> **TASK STATEMENT**: In the listing below, which lines contain the string "avoid"? Copy them all.

> **SOURCE MATERIAL**:
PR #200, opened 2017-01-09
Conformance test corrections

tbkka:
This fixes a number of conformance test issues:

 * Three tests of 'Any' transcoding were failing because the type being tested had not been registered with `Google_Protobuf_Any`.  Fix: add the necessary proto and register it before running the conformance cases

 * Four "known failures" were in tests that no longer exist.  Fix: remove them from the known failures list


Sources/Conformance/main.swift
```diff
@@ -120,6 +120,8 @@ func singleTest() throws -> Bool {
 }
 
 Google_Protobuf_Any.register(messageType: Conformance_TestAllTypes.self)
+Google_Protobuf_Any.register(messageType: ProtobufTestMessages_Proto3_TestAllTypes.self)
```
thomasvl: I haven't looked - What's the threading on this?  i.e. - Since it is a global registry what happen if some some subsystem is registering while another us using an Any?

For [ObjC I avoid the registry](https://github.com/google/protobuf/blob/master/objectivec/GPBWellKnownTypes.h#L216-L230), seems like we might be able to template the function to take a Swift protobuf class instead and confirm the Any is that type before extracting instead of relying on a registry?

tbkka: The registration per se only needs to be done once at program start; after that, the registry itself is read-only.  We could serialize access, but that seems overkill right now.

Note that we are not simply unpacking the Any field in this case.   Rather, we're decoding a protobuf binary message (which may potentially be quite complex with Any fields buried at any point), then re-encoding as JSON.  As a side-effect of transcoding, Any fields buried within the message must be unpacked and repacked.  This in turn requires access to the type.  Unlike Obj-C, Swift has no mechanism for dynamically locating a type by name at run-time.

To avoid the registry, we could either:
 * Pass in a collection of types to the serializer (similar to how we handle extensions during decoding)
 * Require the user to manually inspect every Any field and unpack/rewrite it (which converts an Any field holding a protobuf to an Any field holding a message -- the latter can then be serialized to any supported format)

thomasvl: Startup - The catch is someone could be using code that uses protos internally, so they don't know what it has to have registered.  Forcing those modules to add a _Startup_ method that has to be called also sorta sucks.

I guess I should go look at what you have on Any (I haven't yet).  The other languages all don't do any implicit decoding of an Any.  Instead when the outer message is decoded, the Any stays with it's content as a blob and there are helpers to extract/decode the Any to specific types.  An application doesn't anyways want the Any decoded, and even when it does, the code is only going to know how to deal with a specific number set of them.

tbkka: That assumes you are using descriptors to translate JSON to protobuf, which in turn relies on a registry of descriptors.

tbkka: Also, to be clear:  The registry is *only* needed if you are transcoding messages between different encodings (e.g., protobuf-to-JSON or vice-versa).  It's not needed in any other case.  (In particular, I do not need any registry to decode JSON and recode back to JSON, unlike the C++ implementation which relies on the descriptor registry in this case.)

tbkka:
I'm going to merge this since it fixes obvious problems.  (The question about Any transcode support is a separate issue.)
* * *
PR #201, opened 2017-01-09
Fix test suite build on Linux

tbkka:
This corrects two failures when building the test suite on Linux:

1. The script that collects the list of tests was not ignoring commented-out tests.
* * *
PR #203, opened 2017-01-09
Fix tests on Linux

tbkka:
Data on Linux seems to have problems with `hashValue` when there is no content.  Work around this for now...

> **RESPONSE TO THIS EXERCISE**:
For [ObjC I avoid the registry](https://github.com/google/protobuf/blob/master/objectivec/GPBWellKnownTypes.h#L216-L230), seems like we might be able to template the function to take a Swift protobuf class instead and confirm the Any is that type before extracting instead of relying on a registry?
To avoid the registry, we could either:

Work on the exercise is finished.